What to work on
Whenever the word "following" shows up in a line of the data, copy that line.

[Collected data]
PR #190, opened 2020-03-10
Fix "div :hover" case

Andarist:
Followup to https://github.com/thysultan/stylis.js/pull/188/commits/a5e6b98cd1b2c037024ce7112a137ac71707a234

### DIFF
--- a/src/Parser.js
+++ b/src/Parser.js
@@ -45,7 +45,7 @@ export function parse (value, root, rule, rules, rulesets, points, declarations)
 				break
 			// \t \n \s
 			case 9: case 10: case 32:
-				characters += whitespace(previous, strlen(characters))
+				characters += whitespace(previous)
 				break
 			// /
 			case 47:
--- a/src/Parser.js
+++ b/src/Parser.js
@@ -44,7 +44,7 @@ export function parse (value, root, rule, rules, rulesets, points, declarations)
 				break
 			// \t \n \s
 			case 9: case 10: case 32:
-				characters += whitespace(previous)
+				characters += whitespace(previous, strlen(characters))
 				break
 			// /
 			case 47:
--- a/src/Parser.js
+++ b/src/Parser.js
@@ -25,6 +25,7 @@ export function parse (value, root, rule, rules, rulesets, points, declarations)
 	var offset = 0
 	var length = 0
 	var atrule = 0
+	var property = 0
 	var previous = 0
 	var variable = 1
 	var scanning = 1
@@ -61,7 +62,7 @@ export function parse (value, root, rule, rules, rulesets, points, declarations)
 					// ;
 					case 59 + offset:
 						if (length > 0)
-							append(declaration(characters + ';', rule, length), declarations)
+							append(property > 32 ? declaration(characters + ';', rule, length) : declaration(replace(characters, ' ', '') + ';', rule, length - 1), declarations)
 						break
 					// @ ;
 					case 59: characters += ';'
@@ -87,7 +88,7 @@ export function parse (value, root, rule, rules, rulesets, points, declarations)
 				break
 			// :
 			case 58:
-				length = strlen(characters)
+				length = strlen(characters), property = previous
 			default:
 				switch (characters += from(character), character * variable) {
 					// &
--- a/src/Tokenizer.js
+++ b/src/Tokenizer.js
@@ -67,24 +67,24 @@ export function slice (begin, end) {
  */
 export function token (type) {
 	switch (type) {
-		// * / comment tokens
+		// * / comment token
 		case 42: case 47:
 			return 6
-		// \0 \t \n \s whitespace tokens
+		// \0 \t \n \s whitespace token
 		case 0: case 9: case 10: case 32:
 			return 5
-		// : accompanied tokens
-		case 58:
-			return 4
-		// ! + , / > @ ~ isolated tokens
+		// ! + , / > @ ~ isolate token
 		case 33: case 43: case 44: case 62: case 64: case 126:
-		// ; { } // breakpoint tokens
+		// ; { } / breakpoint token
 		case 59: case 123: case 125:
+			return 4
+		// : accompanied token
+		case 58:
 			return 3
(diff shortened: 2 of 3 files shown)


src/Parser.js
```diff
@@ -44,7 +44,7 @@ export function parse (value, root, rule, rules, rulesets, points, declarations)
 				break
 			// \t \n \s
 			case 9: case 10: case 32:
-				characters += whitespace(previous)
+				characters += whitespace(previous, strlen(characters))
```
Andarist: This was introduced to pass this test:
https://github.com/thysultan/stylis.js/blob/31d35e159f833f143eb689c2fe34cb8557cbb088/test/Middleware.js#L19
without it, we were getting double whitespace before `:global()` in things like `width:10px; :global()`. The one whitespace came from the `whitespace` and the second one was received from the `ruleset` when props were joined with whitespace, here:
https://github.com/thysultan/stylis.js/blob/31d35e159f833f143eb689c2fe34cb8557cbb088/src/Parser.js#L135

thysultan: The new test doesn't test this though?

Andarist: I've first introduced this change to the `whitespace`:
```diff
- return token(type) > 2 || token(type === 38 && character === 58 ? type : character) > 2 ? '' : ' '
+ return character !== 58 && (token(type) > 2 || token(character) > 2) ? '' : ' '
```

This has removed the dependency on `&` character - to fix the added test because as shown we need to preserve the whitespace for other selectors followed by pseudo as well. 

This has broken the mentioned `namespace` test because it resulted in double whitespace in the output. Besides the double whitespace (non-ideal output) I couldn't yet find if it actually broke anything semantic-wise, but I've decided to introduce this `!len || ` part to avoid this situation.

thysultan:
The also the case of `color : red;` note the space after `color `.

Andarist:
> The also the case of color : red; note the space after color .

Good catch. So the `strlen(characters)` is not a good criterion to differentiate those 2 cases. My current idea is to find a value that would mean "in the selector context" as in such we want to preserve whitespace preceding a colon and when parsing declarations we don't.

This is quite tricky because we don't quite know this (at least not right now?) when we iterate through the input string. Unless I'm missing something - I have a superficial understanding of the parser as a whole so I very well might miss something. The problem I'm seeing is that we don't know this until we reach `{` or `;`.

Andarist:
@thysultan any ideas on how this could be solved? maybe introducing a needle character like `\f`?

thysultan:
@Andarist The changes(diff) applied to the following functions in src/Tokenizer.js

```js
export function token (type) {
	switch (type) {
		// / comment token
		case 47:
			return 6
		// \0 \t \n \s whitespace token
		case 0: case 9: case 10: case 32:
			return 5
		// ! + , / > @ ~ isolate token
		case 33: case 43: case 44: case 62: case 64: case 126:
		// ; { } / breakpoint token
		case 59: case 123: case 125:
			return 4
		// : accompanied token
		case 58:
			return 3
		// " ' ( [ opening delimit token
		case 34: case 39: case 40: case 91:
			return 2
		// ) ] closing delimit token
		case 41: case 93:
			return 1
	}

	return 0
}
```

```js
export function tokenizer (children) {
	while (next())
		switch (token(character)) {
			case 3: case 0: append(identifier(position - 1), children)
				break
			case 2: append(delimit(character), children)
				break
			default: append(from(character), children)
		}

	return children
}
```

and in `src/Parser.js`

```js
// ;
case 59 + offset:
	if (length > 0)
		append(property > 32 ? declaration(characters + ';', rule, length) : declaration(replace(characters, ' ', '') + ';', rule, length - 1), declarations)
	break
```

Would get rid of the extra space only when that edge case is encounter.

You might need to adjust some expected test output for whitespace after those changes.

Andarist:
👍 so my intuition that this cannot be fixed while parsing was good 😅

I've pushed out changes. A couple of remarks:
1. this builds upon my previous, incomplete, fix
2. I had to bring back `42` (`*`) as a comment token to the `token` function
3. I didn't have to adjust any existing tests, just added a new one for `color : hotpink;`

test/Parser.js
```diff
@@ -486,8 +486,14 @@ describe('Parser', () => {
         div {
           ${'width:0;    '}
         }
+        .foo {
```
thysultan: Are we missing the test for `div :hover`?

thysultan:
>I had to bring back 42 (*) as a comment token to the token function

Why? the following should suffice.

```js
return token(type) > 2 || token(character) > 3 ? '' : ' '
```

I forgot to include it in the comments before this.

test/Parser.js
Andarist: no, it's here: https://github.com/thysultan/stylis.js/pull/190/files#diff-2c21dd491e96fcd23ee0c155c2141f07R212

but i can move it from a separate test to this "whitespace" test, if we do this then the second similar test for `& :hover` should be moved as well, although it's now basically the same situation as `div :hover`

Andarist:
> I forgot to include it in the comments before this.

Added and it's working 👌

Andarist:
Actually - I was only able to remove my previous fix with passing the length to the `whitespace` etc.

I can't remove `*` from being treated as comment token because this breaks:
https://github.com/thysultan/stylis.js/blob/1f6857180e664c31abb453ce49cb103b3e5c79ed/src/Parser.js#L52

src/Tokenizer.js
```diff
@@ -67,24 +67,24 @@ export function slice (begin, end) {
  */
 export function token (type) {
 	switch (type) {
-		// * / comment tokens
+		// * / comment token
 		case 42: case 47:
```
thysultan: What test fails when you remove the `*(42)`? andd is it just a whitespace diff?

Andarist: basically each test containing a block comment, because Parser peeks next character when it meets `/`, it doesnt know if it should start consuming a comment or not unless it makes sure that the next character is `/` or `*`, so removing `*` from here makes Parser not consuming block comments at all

Problem solution
@Andarist The changes(diff) applied to the following functions in src/Tokenizer.js
Why? the following should suffice.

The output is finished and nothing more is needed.